By Alex Henthorn-Iwane, VP Product Marketing, ThousandEyes
You might have heard about a topic that’s gaining some attention in industry discussions, about an event that could potentially cause significant disruptions across the internet — the so-called ‘768k Day’. This day is the point in the sometime near future (some speculate in the coming month) when the size of the global BGP routing table is expected to exceed 768,000 entries. Why is this a big deal?
In 2014, on what we now know as ‘512k Day’, the IPv4 internet routing table exceeded 512,000 BGP routes when Verizon advertised thousands more routes to the internet. Many ISP and other organisations had provisioned the size of the memory for their router TCAMs for a limit of 512K route entries, and some older routers suffered memory overflows that caused their CPUs to crash. The crashes on old routers, in turn, created significant packet loss and traffic outages across the internet, even in some large provider networks. Engineers and network administrators scrambled to apply emergency firmware patches to set it to a new upper limit. In many cases, that upper limit was 768k entries.
512K Day was an internet milestone like the so-called ‘y2K’ crisis, and a wake-up call for a lot of ISP and internet organisations. The looming breach of the global BGP routing table threshold wasn’t a secret, yet enough providers were caught flat-footed due to outdated network equipment that it had a ripple effect in terms of the number of Internet outages it caused.
Fast forward five years later, and the upcoming 768k Day is an echo of 512k Day, just with a higher threshold. So, some are worried that the internet could have similar problems. This time around, one thing that we have going for us is that most large providers who felt the impact of 512k Day have learned their lessons, and have probably prepped and maintained their infrastructures reasonably well. As a result, we would hope not to see the same level of outages.
That said, while nobody’s exactly hyperventilating about 768k day, there are still a lot of smaller ISPs, data centres and other providers who are part of the fabric of the internet. When you look at internet paths, a good amount of service traffic transits through these ‘soft spots’ of internet infrastructure, if you will—where maintenance on legacy routers and network equipment can be neglected or missed more easily. Given the sheer size and unregulated nature of the internet, it’s fair to say that things will be missed.
Which means it’s still entirely possible that we’ll see some issues or outages due to 768k Day in the next month or so. Of course, there is a myriad of outage events that happen every day, especially on the fringes of the internet. The number of garden variety outages could get amplified because of 768k-related issues.

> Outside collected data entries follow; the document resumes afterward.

Issue #425, opened 2016-12-25
Switch to "context" from stdlib when 1.8 comes out


olivere:
We want to switch from `"golang.org/x/net/context"` to `"context"` when 1.8 is ready.

eticzon:
Hi @olivere! Thanks for this awesome lib! I'd like to get involved, if that's OK. 😄  Would you mind if I start with this "admin"-y task first?

olivere:
I'd appreciate support if you're ready to spend some of your time. I agree changing `golang.org/x/net/context` to `context` should be pretty straightforward. So if you want, feel free to create a PR. Please do so for v5 first.

eticzon:
Thanks @olivere! Much appreciated! PR's up as well when you've got time to review.

olivere:
@eticzon I haven't looked into this recently. But can we also switch away from `golang.org/x/net/context/ctxhttp` now that we have `WithContext(...)` in stdlib?

eticzon:
Good point @olivere. I'll change the calls to `ctxhttp` then and replace them `WithContext(...)` alternatives.

olivere:
Thanks so much for working on this. It's been tagged as 5.0.36 now.

PR #514, opened 2017-04-21
Switch to stdlib context package (go1.8+)

eticzon:
Unfortunately the `ctxhttp` package is still under the `"x"` directory.  So we're still left with the `"golang.org/x/net/context/ctxhttp"` import path for `client.go` and `ping.go`. Hopefully this would be merged to stdlib in the near future.

This should address issue #425.

### DIFF
--- a/bulk.go
+++ b/bulk.go
@@ -6,11 +6,10 @@ package elastic
 
 import (
 	"bytes"
+	"context"
 	"errors"
 	"fmt"
 	"net/url"
-
-	"golang.org/x/net/context"
 
 	"gopkg.in/olivere/elastic.v5/uritemplates"
 )
--- a/bulk_processor.go
+++ b/bulk_processor.go
@@ -5,11 +5,10 @@
 package elastic
 
 import (
+	"context"
 	"sync"
 	"sync/atomic"
 	"time"
-
-	"golang.org/x/net/context"
 )
 
 // BulkProcessorService allows to easily process bulk requests. It allows setting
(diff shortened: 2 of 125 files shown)


eticzon:
> Unfortunately the ctxhttp package is still under the "x" directory. So we're still left with the "golang.org/x/net/context/ctxhttp" import path for client.go and ping.go. Hopefully this would be merged to stdlib in the near future.

As @olivere has pointed out the `http.Client` is now `context`-aware and `http.Request` has the handy `WithContext(...)` method.

On both `client.go` and `ping.go` the use of `ctxhttp` has been removed.

olivere:
Awesome. Thank you very much.

I'm still undecided if we should do this breaking change in the middle of the 5.0 release cycle. What do you think?

olivere:
Hmm. I checked three of my applications and they all compile without any problem with your changes. So I think there might only be a problem for those poor people still using libraries like [`google.golang.org/grpc`](https://github.com/grpc/grpc-go) who (for whatever reason) [don't like to switch to `"context"`](https://github.com/grpc/grpc-go/issues/711).

eticzon:
Thanks for merging. 👍 

IMHO since `context` has been in the stdlib for several releases now it maybe best to start do this now (rather than later).

I guess if for those projects using [https://github.com/grpc](url), if and when they raise an issue, we could refer them back to this PR and they can decide on how best to tackle their dependency problem.

From that issue discussion, there seems to be a strong push to start doing the same migration from from `golang.org/x/net/context` to the stdlib version, so hopefully it won't be a problem for them soon.

PR #520, opened 2017-04-27
Add more data on BulkResponseItem

arquivei:
In order to know if the bulk request returned 'noop' as the result, this commit added one more parameter to the BulkResponseItem struct.

### DIFF
--- a/bulk.go
+++ b/bulk.go
@@ -305,6 +305,7 @@ type BulkResponseItem struct {
 	Id      string        `json:"_id,omitempty"`
 	Version int64         `json:"_version,omitempty"`
 	Status  int           `json:"status,omitempty"`
+	Result  string        `json:"result,omitempty"`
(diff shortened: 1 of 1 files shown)


olivere:
Thanks for that.

Can you also add the `forced_refresh` flag (a `bool`)? It is returned with every [`DocWriteResponse`](https://github.com/elastic/elasticsearch/blob/5.x/core/src/main/java/org/elasticsearch/action/DocWriteResponse.java#L57-L58)--which [`BulkItemResponse` uses](https://github.com/elastic/elasticsearch/blob/5.x/core/src/main/java/org/elasticsearch/action/bulk/BulkItemResponse.java).

arquivei:
Hey there,

I've just updated the pull request including this new flag :+1:

olivere:
Thanks. I hope to merge on the weekend. This one is a no brainer. :-)

PR #522, opened 2017-05-02
Error field of GetResult of type string instead of ErrorDetails

malpiatko:
### WHAT
* Change the type of field `Error` to string instead of `ErrorDetails`.

### WHY
* `Error` field is used only in `MultiGet` which returns a `string` error rather than `ErrorDetails`. If an error occurred for one of the documents in the `MultiGet` request this causes the following unmarshalling error:

`json: cannot unmarshal string into Go value of type elastic.ErrorDetails`

this obscured the actual error.

### WHO
@yayalice

### DIFF
--- a/get.go
+++ b/get.go
@@ -250,7 +250,5 @@ type GetResult struct {
 	Source  *json.RawMessage       `json:"_source,omitempty"`
 	Found   bool                   `json:"found,omitempty"`
 	Fields  map[string]interface{} `json:"fields,omitempty"`
-	//Error     string                 `json:"error,omitempty"` // used only in MultiGet
-	// TODO double-check that MultiGet now returns details error information
-	Error *ErrorDetails `json:"error,omitempty"` // only used in MultiGet
+	Error   string                 `json:"error,omitempty"` // used only in MultiGet
 }
--- a/mget_test.go
+++ b/mget_test.go
@@ -66,7 +66,7 @@ func TestMultiGet(t *testing.T) {
 	}
 
 	item := res.Docs[0]
-	if item.Error != nil {
+	if len(item.Error) != 0 {
 		t.Errorf("expected no error on item 0; got %v", item.Error)
 	}
 	if item.Source == nil {
@@ -81,7 +81,7 @@ func TestMultiGet(t *testing.T) {
 	}
 
 	item = res.Docs[1]
-	if item.Error != nil {
+	if len(item.Error) != 0 {
 		t.Errorf("expected no error on item 1; got %v", item.Error)
 	}
 	if item.Source == nil {


malpiatko:
To clarify the above mentioned error happens when running the following code:
```
multigetRequest = es.MultiGet()

noSourceContext := elastic.NewFetchSourceContext(false)

for _, docID := range docIDs {
	request := elastic.NewMultiGetItem().
		Index(index).
		Type(docType).
		Id(docID).
		FetchSource(noSourceContext)

	multiGetRequest.Add(request)
}

response, err := multiGetRequest.Do(context.Background())
```

The faulty unmarshalling happens at [mget.go#L134](https://github.com/olivere/elastic/blob/release-branch.v5/mget.go#L134)

olivere:
Hmm... if I look [at the Java source](https://github.com/elastic/elasticsearch/blob/master/core/src/main/java/org/elasticsearch/action/get/MultiGetResponse.java#L140) and the response from HTTP requests (see below), it seems that it returns `*ErrorDetails` not a `string`, but maybe I'm missing something.

```
$ curl -H 'Content-Type: application/json' -is 'http://localhost:9200/no-such-index/_mget?pretty' -d '{"ids":["1", "2"]}'
HTTP/1.1 200 OK
content-type: application/json; charset=UTF-8
content-length: 1352

{
  "docs" : [
    {
      "_index" : "no-such-index",
      "_type" : null,
      "_id" : "1",
      "error" : {
        "root_cause" : [
          {
            "type" : "index_not_found_exception",
            "reason" : "no such index",
            "resource.type" : "index_expression",
            "resource.id" : "no-such-index",
            "index_uuid" : "_na_",
            "index" : "no-such-index"
          }
        ],
        "type" : "index_not_found_exception",
        "reason" : "no such index",
        "resource.type" : "index_expression",
        "resource.id" : "no-such-index",
        "index_uuid" : "_na_",
        "index" : "no-such-index"
      }
    },
    {
      "_index" : "no-such-index",
      "_type" : null,
      "_id" : "2",
      "error" : {
        "root_cause" : [
          {
            "type" : "index_not_found_exception",
            "reason" : "no such index",
            "resource.type" : "index_expression",
            "resource.id" : "no-such-index",
            "index_uuid" : "_na_",
            "index" : "no-such-index"
          }
        ],
        "type" : "index_not_found_exception",
        "reason" : "no such index",
        "resource.type" : "index_expression",
        "resource.id" : "no-such-index",
        "index_uuid" : "_na_",
        "index" : "no-such-index"
      }
    }
  ]
}
```

The exception in ES is created [here](https://github.com/elastic/elasticsearch/blob/master/core/src/main/java/org/elasticsearch/action/get/MultiGetResponse.java#L140). However, [`ElasticsearchException.generateFailureXContent(...)`](https://github.com/elastic/elasticsearch/blob/master/core/src/main/java/org/elasticsearch/ElasticsearchException.java#L539-L576) has a `detailed` parameter which can be set to `false` to return a simple `string` instead (though `detailed` is `true` for MultiGet). So maybe there's a way to trigger a simplified error message. In that case I think Elastic should still use `*ErrorDetails` and initialize with the `string` returned from ES.

Can you construct a query that returns a string only?

malpiatko:
I am closing this as I think what happened was that I used the wrong library version. Will reopen if this was not the case

PR #527, opened 2017-05-14
Prefix query new format

alehano:
Use field `value` instead of `prefix` to get rid of deprecated warning.


olivere:
The PR was not quite correct. The query

```

```

... is still valid and not deprecated according to the docs.

No worries. I will create a fix myself. Thanks for pointing this out.

PR #532, opened 2017-05-19
breakers is plural in json response

kmulvey:


olivere:
Thanks for the hint. I'm taking a deep look at the whole struct on the next occasion. I'm off for holidays for a week so please bear with me.

olivere:
Will be available in 5.0.39. Thanks again.

PR #533, opened 2017-05-19
Add Snapshot Create API

wedneyyuri:
This PR adds support for Elasticsearch's [snapshot create API](https://www.elastic.co/guide/en/elasticsearch/reference/current/modules-snapshots.html).

Example program:
```go
package main

import (
	"context"
	"log"
	"os"
	"time"

	elastic "gopkg.in/olivere/elastic.v5"
)

func main() {
	client, err := elastic.NewClient()
	if err != nil {
		panic(err)
	}

	// create snapshot repo
	repo := elastic.
		NewSnapshotCreateRepositoryService(client).
		Repository("repo1").
		BodyJson(map[string]interface{}{
			"type": "fs",
			"settings": map[string]interface{}{
				"location": "/tmp/elasticsearch",
			},
		})

	repoResponse, err := repo.Do(context.TODO())
	if err != nil {
		panic(err)
	}

	if !repoResponse.Acknowledged {
		panic("could not ack repository create")
	}

	// create snapshot
	service := elastic.
		NewSnapshotCreateService(client).
		Repository("repo1").
		Snapshot(time.Now().Format("2006-01-02-15-04-05")).
		WaitForCompletion(true).
		BodyJson(map[string]interface{}{
			"indices":              "website",
			"ignore_unavailable":   false,
			"include_global_state": true,
		})

	response, err := service.Do(context.TODO())
	if err != nil {
		panic(err)
	}

	if response.Snapshot.State != "SUCCESS" {
		panic("elasticsearch snapshot state != SUCCESS: " + response.Snapshot.State)
	}
}
```

### DIFF
--- a/snapshot_create.go
+++ b/snapshot_create.go
@@ -11,7 +11,7 @@ import (
 	"net/url"
 	"time"
 
-	"github.com/olivere/elastic/uritemplates"
+	"gopkg.in/olivere/elastic.v5/uritemplates"
 )
 
 // SnapshotCreateService is documented at https://www.elastic.co/guide/en/elasticsearch/reference/5.x/modules-snapshots.html.
@@ -150,6 +150,16 @@ func (s *SnapshotCreateService) Do(ctx context.Context) (*SnapshotCreateResponse
 	return ret, nil
 }
 
+// SnapshotShardFailure stores information about failures that occurred during shard snapshotting process.
+type SnapshotShardFailure struct {
+	Index     string `json:"index"`
+	IndexUUID string `json:"index_uuid"`
+	ShardID   int    `json:"shard_id"`
+	Reason    string `json:"reason"`
+	NodeID    string `json:"node_id"`
+	Status    string `json:"status"`
+}
+
 // SnapshotCreateResponse is the response of SnapshotCreateService.Do.
 type SnapshotCreateResponse struct {
 	// Accepted indicates whether the request was accepted by elasticsearch.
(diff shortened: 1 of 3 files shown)


snapshot_create.go
```diff
@@ -0,0 +1,179 @@
...
+package elastic
+
+import (
+	"context"
+	"encoding/json"
+	"fmt"
+	"net/url"
+	"time"
+
+	"github.com/olivere/elastic/uritemplates"
```
olivere: This must be `"gopkg.in/olivere/elastic.v5/uritemplates"`. The generator need some polish, I'm sorry.

snapshot_create.go
```diff
@@ -0,0 +1,179 @@
...
+}
+
+// SnapshotCreateResponse is the response of SnapshotCreateService.Do.
+type SnapshotCreateResponse struct {
+	// Accepted indicates whether the request was accepted by elasticsearch.
+	// It's available when waitForCompletion is false.
+	Accepted *bool `json:"accepted"`
+
+	// Snapshot is available when waitForCompletion is true.
+	Snapshot *struct {
```
olivere: The `*struct`, although valid, doesn't look that good. Does ES always send back the `snapshot`? We have to look it up in the Java source. If it does, we should make it a normal `struct`, not a pointer to a struct.

snapshot_create.go
```diff
@@ -0,0 +1,179 @@
...
+		Snapshot          string        `json:"snapshot"`
+		UUID              string        `json:"uuid"`
+		VersionID         int           `json:"version_id"`
```
olivere: Did you compare these fields with what ES really sends, or did you make an educated guess? I typically consult the Java source to see what types ES really sends and more often than not, I find fields that are undocumented but sent anyway.

snapshot_create.go
```diff
@@ -0,0 +1,179 @@
...
+		Version           string        `json:"version"`
+		Indices           []string      `json:"indices"`
+		State             string        `json:"state"`
+		StartTime         time.Time     `json:"start_time"`
+		StartTimeInMillis int64         `json:"start_time_in_millis"`
+		EndTime           time.Time     `json:"end_time"`
+		EndTimeInMillis   int64         `json:"end_time_in_millis"`
+		DurationInMillis  int           `json:"duration_in_millis"`
```
olivere: This e.g. should be `int64` if `StartTimeInMillis` is `int64` as well.

snapshot_create.go
```diff
@@ -0,0 +1,179 @@
...
+		Failures          []interface{} `json:"failures"`
+		Shards            struct {
```
olivere: There is a [`shardsInfo` in `errors.go`](https://github.com/olivere/elastic/blob/1368b91516f39100baf5e23a02ae9f090c0d90e2/errors.go#L128-L133) that you can use here.

olivere:
The PR is looking good. Can you please take a look at those comments, so I can merge in the next run. I'm off for vacation next week so it'll take a few more days, I'm afraid.

snapshot_create.go
wedneyyuri: :+1:

snapshot_create.go
wedneyyuri: On my previous commit I compared these field with what ES really sends (turning logging on), but today I made a new commit [consulting the java source code](https://github.com/elastic/elasticsearch/blob/45d4938fcc8f1a4cf988e119d7dd23bb2920b9e2/core/src/main/java/org/elasticsearch/snapshots/SnapshotInfo.java#L298).

wedneyyuri:
Thanks @olivere, I looked at your comments and pushed some changes.

olivere:
It'll roll with 5.0.39. Thanks.

wedneyyuri:
Thanks @olivere, can I backport it to v3?

olivere:
@wedneyyuri Sure. That seems to be really easy. All you need to do is change some import paths.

What would a 768k day issue look like in a particular provider network? Perhaps something like a recent outage we shared about where we could see total packet loss for monitoring tests that were crossing various router interfaces, as seen below in figure 2. In this case, we saw packet loss on several interfaces in the Cogent (AS 174) network in the San Francisco Bay area, that affected peer ISPs like Comcast and Qwest, as well as services like Amazon, Verisign, 8×8 and even enterprises like Athena Health.
So, it should go without saying that if you maintain routers that receive full internet routes, then before 768k Day arrives, make sure you’ve performed some preventative maintenance.